━━━━━ RECORDS PROVIDED

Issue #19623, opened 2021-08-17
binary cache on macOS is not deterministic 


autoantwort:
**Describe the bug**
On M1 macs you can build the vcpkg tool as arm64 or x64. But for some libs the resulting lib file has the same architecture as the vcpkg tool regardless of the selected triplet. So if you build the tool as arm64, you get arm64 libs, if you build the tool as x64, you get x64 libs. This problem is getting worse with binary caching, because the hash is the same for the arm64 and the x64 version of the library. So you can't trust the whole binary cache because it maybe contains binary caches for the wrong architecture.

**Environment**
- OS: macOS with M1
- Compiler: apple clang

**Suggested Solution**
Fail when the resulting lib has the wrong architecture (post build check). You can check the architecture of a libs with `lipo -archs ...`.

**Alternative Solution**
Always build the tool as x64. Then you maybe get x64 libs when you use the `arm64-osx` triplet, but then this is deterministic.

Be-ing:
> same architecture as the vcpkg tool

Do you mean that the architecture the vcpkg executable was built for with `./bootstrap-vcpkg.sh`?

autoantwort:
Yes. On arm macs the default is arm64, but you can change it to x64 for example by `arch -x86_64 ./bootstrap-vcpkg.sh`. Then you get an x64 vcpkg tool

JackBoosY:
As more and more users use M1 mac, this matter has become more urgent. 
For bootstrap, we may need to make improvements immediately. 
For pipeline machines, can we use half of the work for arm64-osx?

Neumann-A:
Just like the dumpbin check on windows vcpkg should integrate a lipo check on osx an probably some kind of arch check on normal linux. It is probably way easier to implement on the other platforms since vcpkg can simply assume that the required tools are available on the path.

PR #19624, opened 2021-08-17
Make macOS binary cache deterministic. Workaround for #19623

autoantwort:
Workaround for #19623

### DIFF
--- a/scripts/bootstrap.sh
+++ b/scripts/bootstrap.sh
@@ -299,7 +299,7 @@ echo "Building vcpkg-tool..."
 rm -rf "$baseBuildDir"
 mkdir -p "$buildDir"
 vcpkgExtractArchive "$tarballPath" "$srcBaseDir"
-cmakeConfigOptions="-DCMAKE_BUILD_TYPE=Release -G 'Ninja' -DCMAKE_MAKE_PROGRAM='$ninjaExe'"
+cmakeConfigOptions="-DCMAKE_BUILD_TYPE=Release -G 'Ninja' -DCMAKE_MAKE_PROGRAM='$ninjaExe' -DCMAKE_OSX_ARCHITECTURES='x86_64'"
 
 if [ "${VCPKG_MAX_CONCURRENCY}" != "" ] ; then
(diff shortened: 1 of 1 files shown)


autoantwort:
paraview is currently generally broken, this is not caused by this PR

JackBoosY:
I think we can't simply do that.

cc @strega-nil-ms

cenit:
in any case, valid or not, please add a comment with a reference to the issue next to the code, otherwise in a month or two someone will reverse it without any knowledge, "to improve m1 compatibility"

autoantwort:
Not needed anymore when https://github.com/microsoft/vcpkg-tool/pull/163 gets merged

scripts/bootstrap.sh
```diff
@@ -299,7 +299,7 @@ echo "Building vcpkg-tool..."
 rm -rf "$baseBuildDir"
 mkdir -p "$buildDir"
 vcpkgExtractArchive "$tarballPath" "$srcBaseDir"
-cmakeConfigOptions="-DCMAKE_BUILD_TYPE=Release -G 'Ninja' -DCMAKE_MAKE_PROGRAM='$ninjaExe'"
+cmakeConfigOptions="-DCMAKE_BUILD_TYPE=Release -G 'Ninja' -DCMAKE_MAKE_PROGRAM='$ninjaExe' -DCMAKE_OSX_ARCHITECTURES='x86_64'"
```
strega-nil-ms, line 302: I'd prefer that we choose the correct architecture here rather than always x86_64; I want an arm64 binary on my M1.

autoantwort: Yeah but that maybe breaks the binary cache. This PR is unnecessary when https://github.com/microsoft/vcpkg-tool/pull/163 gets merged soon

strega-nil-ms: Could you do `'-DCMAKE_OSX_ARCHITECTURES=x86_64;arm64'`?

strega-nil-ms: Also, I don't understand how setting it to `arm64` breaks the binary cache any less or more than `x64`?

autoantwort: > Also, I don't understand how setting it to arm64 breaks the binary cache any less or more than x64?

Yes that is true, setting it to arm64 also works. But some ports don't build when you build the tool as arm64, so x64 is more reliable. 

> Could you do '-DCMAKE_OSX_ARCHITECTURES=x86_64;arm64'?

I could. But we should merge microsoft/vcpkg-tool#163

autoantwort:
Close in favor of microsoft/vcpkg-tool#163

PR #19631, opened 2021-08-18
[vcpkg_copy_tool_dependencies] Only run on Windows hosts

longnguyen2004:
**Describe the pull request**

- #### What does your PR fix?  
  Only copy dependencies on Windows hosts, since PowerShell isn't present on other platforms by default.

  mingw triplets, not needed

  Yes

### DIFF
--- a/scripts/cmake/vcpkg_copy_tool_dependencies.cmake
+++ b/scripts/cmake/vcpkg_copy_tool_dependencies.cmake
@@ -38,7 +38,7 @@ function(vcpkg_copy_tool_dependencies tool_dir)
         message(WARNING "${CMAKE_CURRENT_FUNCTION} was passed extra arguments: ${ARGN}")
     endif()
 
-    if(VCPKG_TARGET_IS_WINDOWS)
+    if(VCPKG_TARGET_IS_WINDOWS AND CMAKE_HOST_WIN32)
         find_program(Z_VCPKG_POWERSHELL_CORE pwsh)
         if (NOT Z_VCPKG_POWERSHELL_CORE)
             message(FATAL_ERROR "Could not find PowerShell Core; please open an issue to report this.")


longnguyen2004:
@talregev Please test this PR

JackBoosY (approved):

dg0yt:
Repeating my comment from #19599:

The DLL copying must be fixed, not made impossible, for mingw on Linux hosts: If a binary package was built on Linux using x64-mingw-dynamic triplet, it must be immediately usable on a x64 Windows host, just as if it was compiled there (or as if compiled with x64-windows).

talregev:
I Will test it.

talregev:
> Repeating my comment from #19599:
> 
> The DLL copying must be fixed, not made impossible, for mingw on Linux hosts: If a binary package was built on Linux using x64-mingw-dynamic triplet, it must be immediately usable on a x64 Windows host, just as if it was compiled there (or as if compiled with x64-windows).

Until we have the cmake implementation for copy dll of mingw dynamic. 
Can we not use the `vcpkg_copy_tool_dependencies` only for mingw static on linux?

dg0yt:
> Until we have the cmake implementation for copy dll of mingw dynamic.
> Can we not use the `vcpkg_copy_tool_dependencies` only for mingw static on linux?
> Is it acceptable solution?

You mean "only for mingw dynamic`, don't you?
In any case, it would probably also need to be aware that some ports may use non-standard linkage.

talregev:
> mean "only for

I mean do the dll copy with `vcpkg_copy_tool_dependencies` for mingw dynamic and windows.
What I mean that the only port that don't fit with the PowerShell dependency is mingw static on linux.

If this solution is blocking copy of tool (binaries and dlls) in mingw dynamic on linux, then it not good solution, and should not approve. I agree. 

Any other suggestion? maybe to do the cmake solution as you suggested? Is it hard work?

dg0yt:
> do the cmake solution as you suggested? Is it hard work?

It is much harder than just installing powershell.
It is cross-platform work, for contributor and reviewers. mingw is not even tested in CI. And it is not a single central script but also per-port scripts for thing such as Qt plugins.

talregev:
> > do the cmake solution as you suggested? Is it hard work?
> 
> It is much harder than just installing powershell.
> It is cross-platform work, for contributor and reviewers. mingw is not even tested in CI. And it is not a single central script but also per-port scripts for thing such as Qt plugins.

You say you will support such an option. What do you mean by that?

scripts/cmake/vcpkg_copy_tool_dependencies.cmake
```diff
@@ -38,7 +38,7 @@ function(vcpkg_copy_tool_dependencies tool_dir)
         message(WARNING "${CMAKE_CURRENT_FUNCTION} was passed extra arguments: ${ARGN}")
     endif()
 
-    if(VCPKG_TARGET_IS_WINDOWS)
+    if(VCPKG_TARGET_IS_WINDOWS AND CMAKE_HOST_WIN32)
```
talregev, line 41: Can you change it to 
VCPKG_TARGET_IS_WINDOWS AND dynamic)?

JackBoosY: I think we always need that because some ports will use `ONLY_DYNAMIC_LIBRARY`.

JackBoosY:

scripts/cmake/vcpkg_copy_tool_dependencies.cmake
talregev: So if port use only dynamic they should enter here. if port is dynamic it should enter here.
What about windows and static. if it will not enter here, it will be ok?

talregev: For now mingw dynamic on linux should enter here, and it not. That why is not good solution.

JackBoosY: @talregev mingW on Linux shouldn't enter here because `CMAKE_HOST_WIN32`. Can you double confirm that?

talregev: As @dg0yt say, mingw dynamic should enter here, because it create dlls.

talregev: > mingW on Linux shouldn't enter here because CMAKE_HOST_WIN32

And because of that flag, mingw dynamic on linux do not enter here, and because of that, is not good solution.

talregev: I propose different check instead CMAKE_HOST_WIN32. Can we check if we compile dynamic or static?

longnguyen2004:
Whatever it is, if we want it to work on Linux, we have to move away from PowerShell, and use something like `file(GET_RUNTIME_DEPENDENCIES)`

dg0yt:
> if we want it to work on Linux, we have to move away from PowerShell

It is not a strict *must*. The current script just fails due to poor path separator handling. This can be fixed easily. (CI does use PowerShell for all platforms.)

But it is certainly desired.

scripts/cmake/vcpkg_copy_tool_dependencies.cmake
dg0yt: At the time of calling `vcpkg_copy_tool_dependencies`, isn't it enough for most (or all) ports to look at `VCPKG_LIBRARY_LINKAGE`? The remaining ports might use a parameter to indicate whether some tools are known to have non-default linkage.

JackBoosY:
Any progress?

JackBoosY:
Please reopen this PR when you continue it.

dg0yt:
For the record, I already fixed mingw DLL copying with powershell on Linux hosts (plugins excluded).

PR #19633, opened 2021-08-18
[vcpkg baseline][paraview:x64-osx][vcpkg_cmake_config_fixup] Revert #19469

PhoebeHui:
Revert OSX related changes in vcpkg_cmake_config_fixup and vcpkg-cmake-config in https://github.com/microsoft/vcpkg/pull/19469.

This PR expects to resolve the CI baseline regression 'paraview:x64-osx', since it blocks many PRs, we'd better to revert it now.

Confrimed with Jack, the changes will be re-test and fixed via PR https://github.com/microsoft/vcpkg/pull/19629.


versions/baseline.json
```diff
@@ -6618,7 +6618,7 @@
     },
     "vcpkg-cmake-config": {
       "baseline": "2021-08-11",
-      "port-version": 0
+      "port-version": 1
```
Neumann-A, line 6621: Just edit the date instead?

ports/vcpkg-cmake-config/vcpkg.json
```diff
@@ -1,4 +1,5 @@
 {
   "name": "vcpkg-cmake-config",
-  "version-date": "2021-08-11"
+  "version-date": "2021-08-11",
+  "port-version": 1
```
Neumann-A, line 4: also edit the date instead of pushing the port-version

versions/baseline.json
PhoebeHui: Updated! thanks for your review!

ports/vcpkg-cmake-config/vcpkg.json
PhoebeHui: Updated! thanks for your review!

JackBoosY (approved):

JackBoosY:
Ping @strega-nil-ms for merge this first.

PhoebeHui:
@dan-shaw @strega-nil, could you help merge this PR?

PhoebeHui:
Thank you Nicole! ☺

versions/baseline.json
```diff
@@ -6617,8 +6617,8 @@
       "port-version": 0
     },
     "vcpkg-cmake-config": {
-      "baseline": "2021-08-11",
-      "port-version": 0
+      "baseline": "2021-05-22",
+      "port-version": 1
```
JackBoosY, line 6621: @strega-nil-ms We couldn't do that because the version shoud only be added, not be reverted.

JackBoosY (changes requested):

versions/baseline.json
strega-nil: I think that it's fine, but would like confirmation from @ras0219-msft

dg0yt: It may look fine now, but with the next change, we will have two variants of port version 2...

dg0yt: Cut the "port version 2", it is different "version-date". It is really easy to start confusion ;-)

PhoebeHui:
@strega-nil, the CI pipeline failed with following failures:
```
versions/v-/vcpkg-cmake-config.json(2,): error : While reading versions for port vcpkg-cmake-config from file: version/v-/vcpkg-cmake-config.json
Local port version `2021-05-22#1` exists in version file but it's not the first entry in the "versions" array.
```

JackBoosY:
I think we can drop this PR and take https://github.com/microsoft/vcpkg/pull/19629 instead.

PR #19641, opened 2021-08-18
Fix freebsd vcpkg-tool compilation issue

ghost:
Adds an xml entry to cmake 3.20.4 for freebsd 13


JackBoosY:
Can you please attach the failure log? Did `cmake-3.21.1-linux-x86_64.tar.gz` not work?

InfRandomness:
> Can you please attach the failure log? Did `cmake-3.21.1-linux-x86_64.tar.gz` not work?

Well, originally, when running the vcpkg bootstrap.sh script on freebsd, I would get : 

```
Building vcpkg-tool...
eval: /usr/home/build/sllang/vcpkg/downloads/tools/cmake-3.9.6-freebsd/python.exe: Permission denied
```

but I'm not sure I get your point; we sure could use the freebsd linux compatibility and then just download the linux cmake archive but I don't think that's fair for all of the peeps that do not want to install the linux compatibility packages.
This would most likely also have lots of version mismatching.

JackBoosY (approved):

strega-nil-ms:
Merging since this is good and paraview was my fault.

━━━━━━━━━━

• [YOUR GOAL]: Report back each line of the entries that holds the string "cross".

• [SOLUTION TO THE PROBLEM]:
It is cross-platform work, for contributor and reviewers. mingw is not even tested in CI. And it is not a single central script but also per-port scripts for thing such as Qt plugins.
> It is cross-platform work, for contributor and reviewers. mingw is not even tested in CI. And it is not a single central script but also per-port scripts for thing such as Qt plugins.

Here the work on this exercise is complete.